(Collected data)
Issue #1017, opened 2020-08-26
Performance issues for backend use


JaneJeon:
Hi.

I love the API of yup, and I love it SO much that I'm trying to build an isomorphic application that uses the same yup schema validation in both the frontend and the backend 🚀.

However, at the moment it's not really viable simply due to the fact that it's about one order of magnitude slower than it *should* be, considering what is actually running in the source code ("joi-lite"). I really don't expect `ajv` levels of "extreme" performance since `yup` is not compiling schemas, but I'd expect to at least be somewhere around `joi`'s level.

First, the setup: https://github.com/JaneJeon/validator-benchmark (I forked https://github.com/icebob/validator-benchmark, updated the dependencies, added strict mode to the yup schema, and properly ran the async validator - I tested synchronous version, and it was literally 2x slower xP)

And, the results (run `node .`):
https://i.imgur.com/AuQLnTD.png

At first, I thought it was because the email/url regex yup was using was ungodly (no offense), so I thought maybe using simplified regex (like here: https://github.com/icebob/fastest-validator/blob/master/lib/rules/email.js) might help.

It didn't.

I changed the regex in both `lib/string.js`, `es/string.js` in `node_modules/` and it didn't affect the performance in any noticeable way.

I messed around with sync vs. async, different ways of running the validation, etc.

Then I realized there's babel's crufty code all over the place, in both `es/` and `lib/`. I dug around and found that babel-compiled code often has performance issues, especially regarding ES6 syntaxes.

I suspect that the default babel compilation is what's slowing down your codebase significantly since, as far as I can tell, you're only using babel for ESM syntax.

Is there any way you could directly expose the ESM code or at least use a much more efficient compiler/babel setting? People running this in node/backend just need to convert ESM -> CJS. I feel like babel config is key here.

I'd really love to use this in my backend and bring it to production! This is the last thing that's preventing me.

Thanks

JaneJeon:
Update: I hacked both `yup` (which was a pain since ESM doesn't support `import foo from './blah'` and `import { getter } from 'property-expr'` syntaxes) and `validator-benchmark` (and its dependent library, `benchmarkify`) to use strictly ESM. As in, to run ESM directly with my node@14.

Curiously, it seems to have a _lower_ performance, at around 11.5k rps. You can try it on your own: https://github.com/JaneJeon/validator-benchmark/tree/esm (you need to `npm i` for the `benchmarkify/` and `yup/` folders). 

[...]

PR #1022, opened 2020-08-28
perf: reduce function calls for shallower stacks

jquense:
starts to address #1017 bringing the benchmark for sync and async within striking distance of joi at least


src/util/createValidation.js
```diff
@@ -1,94 +1,41 @@
...
-      new ValidationError(formatError(message, params), value, path, type),
-      { params },
-    );
-  };
-}
-
-export default function createValidation(options) {
-  let { name, message, test, params } = options;
 
+export default function createValidation(config) {
```
jquense, line 5: most wins due to simplifying this call by reducing indirection and inlining helpers

src/util/runTests.js
```diff
@@ -0,0 +1,49 @@
+import ValidationError from '../ValidationError';
+import { once } from './async';
+
+export default function runTests(options, cb) {
```
jquense, line 4: more big wins here, by making this function less clear with the loop but much shallower

JaneJeon:
This is excellent! I'm getting 96k req/s with the synchronous implementation (vs. joi's 157k) - well within striking range of joi (50%), _and_ fast enough to not be the bottleneck for either express or fastify!

I'd love to see further work on this, and I'm willing to even contribute performance regression tests if necessary. Thanks for doing this!

jquense:
> and I'm willing to even contribute performance regression tests if necessary

That would be excellent and appreciated, having some benchmarks in the repo would be really helpful for tracking this stuff longer term. Doesn't need to be fancy just some numbers for yup to compare new versions against

JaneJeon:
will get on it after work!

PR #1023, opened 2020-08-28
Mark & resolve stale issues automatically

JaneJeon:
So one thing that was annoying me a bit was the number of issues/PRs that were essentially "dead" (i.e. no response from the original author) or resolved but _not_ closed. I think adding stalebot (and reducing the number of those stale issues) will help to clarify what issues actually _are_ active.

The only thing you need to do after merging this PR is to go to https://github.com/apps/stale and install stalebot on this repo.

Happy coding!

### DIFF
--- a/.github/stale.yml
+++ b/.github/stale.yml
@@ -1,0 +1,18 @@
+# Number of days of inactivity before an issue becomes stale
+daysUntilStale: 7
+# Number of days of inactivity before a stale issue is closed
+daysUntilClose: 3
+# Issues with these labels will never be considered stale
+exemptLabels:
+  - bug
+# Label to use when marking an issue as stale
+staleLabel: wontfix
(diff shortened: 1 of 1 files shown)


JaneJeon:
P.S. the performance PR is still coming, I just created this quickly during lunch break

Amoodaa:
@JaneJeon the performance PR never came rip,
im just kidding, thanks for that issue and that rigorous profiling !

JaneJeon:
@Amoodaa oh shoot, I completely forgot about this... if you’d like, you could pick up the mantle? https://github.com/JaneJeon/validator-benchmark/blob/master/suites/simple.js (*wink wink*)

Amoodaa:
@JaneJeon I would, ill be looking at it in the weekend then, first time doing that though

Amoodaa:
@JaneJeon can you tell me what should be done? reference to links is much appreciated :)

PR #1024, opened 2020-08-29
feat: use class syntax and static factories

jquense:


lucasff:
Why was this never merged?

_The problem_
Every line containing the string "really" is required; copy each such line from the data.

_Output_
However, at the moment it's not really viable simply due to the fact that it's about one order of magnitude slower than it *should* be, considering what is actually running in the source code ("joi-lite"). I really don't expect `ajv` levels of "extreme" performance since `yup` is not compiling schemas, but I'd expect to at least be somewhere around `joi`'s level.
I'd really love to use this in my backend and bring it to production! This is the last thing that's preventing me.
That would be excellent and appreciated, having some benchmarks in the repo would be really helpful for tracking this stuff longer term. Doesn't need to be fancy just some numbers for yup to compare new versions against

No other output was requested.